Exception in thread "main" java.lang.UnsupportedOperationException: No Encoder found for java.time.LocalDate
- field (class: "java.time.LocalDate", name: "date")
- root class: "observatory.TemperatureRow"
    at org.apache.spark.sql.catalyst.ScalaReflection$.org$apache$spark$sql$catalyst$ScalaReflection$$serializerFor(ScalaReflection.scala:602)
    at org.apache.spark.sql.catalyst.ScalaReflection$$anonfun$9.apply(ScalaReflection.scala:596)
    at org.apache.spark.sql.catalyst.ScalaReflection$$anonfun$9.apply(ScalaReflection.scala:587)
    at scala.collection.TraversableLike$$anonfun$flatMap$1.apply(TraversableLike.scala:241)
    at scala.collection.TraversableLike$$anonfun$flatMap$1.apply(TraversableLike.scala:241)
    at scala.collection.immutable.List.foreach(List.scala:381)
    at scala.collection.TraversableLike$class.flatMap(TraversableLike.scala:241)
    at scala.collection.immutable.List.flatMap(List.scala:344)

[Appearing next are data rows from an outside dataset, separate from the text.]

Issue #180, opened 2021-03-23
Simplify API


tischi:
```
SourceAndConverterServices.getSourceAndConverterDisplayService()
```

Maybe rename to:

```
SourceAndConverterServices.getDisplayService()
```

NicoKiaru:
Yes, we could also think whether we want to mention that it's a bdv display service

So `getBdvDisplayService`

tischi:
> Yes, we could also think whether we want to mention that it's a bdv display service

Good idea, because there may also be a `getBvvDisplayService` or `getSceneryDisplayService` at some point 😄

Issue #199, opened 2021-03-27
Blending of sources / custom converter


NicoKiaru:
Here we can discuss plans for custom Converters and Projectors for bdv.

I just drop a few questions to start with:
* how to handle transparency ?
** at the converter level ? (identical transparency for multiple bdvs)
** at the projector level ? (transparency is a property of the current bdv)
* do we want layers ? can they be reordered ? what properties should layers have (enabled / disabled / transparency)
* what about overlays ?
* are layers sorted ?
* how is the projector aware of layers ?
* how to serialize converters (potentially layers ?)
* how to compute correctly blending ?

We should keep an eye on:
* bdv performance (we need to measure - we need benchmarks)
* making sure the events are well handled (if we go for layers, make sure the source are removed from layers if they are removed from the bdv window) (we need tests)

ping @tischi @tpietzsch @frauzufall @constantinpape @martinschorb

tischi:
References:
- https://en.wikipedia.org/wiki/Alpha_compositing#cite_note-3
- https://github.com/saalfeldlab/paintera/tree/master/src/main/java/org/janelia/saalfeldlab/paintera/composition

Issue #196, opened 2021-03-26
ProjectionMode


tischi:
@NicoKiaru 

Are you using this in your projects?

```
public class Projection
{
	public static final String PROJECTION_MODE = "Projection Mode"; // underscore necessary for valid xml element to store in @see DisplaySettings
	public static final String PROJECTION_MODE_SUM = "Sum";
	public static final String PROJECTION_MODE_AVG = "Average";
	public static final String PROJECTION_MODE_OCCLUDING = "Occluding";

	public static final String PROJECTOR = "Projector";
	public static final String MIXED_PROJECTOR = "Mixed Projector";
	public static final String SUM_PROJECTOR = "Sum Projector";
	public static final String AVERAGE_PROJECTOR = "Average Projector";
}
```

I would like to clean this up by making it an `enum` for the projection mode.

NicoKiaru:
Please do - from what I remember we had some troubles with scijava commands fields

tischi:
> from what I remember we had some troubles with scijava commands fields

damn, yes....

NicoKiaru:
Related : PR https://github.com/bigdataviewer/bigdataviewer-playground/pull/198

NicoKiaru:
I think this is now obsolete because the projector options are not dealt with anymore in this repository, but in bigdataviewer-playground-display

Issue #140, opened 2020-07-13
 edit mode and group mode kill each other


martinschorb:
Hi,

The BDV window gets locked up and reacts only very delayed when I change between edit mode and group view.

NicoKiaru:
thanks for noting this.

The group mode is kind of messed up. I hope that https://github.com/bigdataviewer/bigdataviewer-core/pull/99 solves it. I have to try

The edit mode also had an independent issue which I adressed yesterday but did not push to the update site yet.

NicoKiaru:
Many it depends on the number of sources displayed - if you have many, the overlay can take a long time to be drawn. Regarding group mode : if the overlay is not in any group, just like any other source, it's not displayed.

If you still have this issue, please ping me @martinschorb , otherwise I'll probably close the issue

NicoKiaru:
Not sure this still happens, closing for now because I have no way to reproduce this easily

PR #219, opened 2021-05-06
Refactor display options

NicoKiaru:
@tischi, 

Here's the big refactoring. It removes a lot of stuff with bdv playground, but together with https://github.com/NicoKiaru/bigdataviewer-spimdata-extras and https://github.com/NicoKiaru/bigdataviewer_playground_display we get a better separation of tasks, the same functionalities as before, and an easier and more flexible to extend them.

This will require a bit of time to adapt your code, but it'll be worth.

We should be able to solve, or provide an easier way to fix:
* https://github.com/bigdataviewer/bigdataviewer-playground/issues/199 -> done in bigdataviewer_playground_display
* https://github.com/bigdataviewer/bigdataviewer-playground/issues/196 ->  done in bigdataviewer_playground_display with more flexibility
* https://github.com/bigdataviewer/bigdataviewer-playground/issues/140
* https://github.com/bigdataviewer/bigdataviewer-playground/issues/136
* https://github.com/bigdataviewer/bigdataviewer-playground/issues/131
* https://github.com/bigdataviewer/bigdataviewer-playground/issues/117
* https://github.com/bigdataviewer/bigdataviewer-playground/issues/95
* https://github.com/bigdataviewer/bigdataviewer-playground/issues/94

The two things which are allowing this is the serialization of the suppliers of Bdv, which allows to store preferences conveniently for how the bdv is build. I also added plugins which can basically handle any sourceandconverter operation based on a tag of xml of spimdata objects, when spimdata objects are loaded or saved ( think displaysettings, projection, and also custom converters for label images)

Maybe we should tackle https://github.com/bigdataviewer/bigdataviewer-playground/issues/180 while we're at it.


NicoKiaru:
Ok @tischi , let's go for it!

NicoKiaru:
Hmm I'll fix #180 before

In my case, I must use the type java.time.LocalDate, I can't use the java.sql.data. I have read that I need to informe Spark how transforme Java type into Sql type, I this direction, I build the 2 implicits functions below:

implicit def toSerialized(t: TemperatureRow): EncodedTemperatureRow = EncodedTemperatureRow(t.date.toString, t.location, t.temperature)
implicit def fromSerialized(t: EncodedTemperatureRow): TemperatureRow = TemperatureRow(LocalDate.parse(t.date), t.location, t.temperature)

Below, some code about my application:

case class Location(lat: Double, lon: Double)

case class TemperatureRow(
                             date: LocalDate,
                             location: Location,
                             temperature: Double
                         )

case class EncodedTemperatureRow(
                             date: String,
                             location: Location,
                             temperature: Double

val s = Seq[TemperatureRow](
                    TemperatureRow(LocalDate.parse("2017-01-01"), Location(1.4,5.1), 4.9),
                    TemperatureRow(LocalDate.parse("2014-04-05"), Location(1.5,2.5), 5.5)
                )

import spark.implicits._
val temps: RDD[TemperatureRow] = sc.parallelize(s)
val tempsDS = temps.toDS

I don't know why Spark search an encoder for java.time.LocalDate, I provide implicit conversions for TemperatureRow and EncodedTemperatureRow...

回答1:

java.time.LocalDate is not supported up to Spark 2.2 (and I've been trying to write an Encoder for the type for some time and failed).

You have to convert java.time.LocalDate to some other supported type (e.g. java.sql.Timestamp or java.sql.Date), or epoch or date-time in string.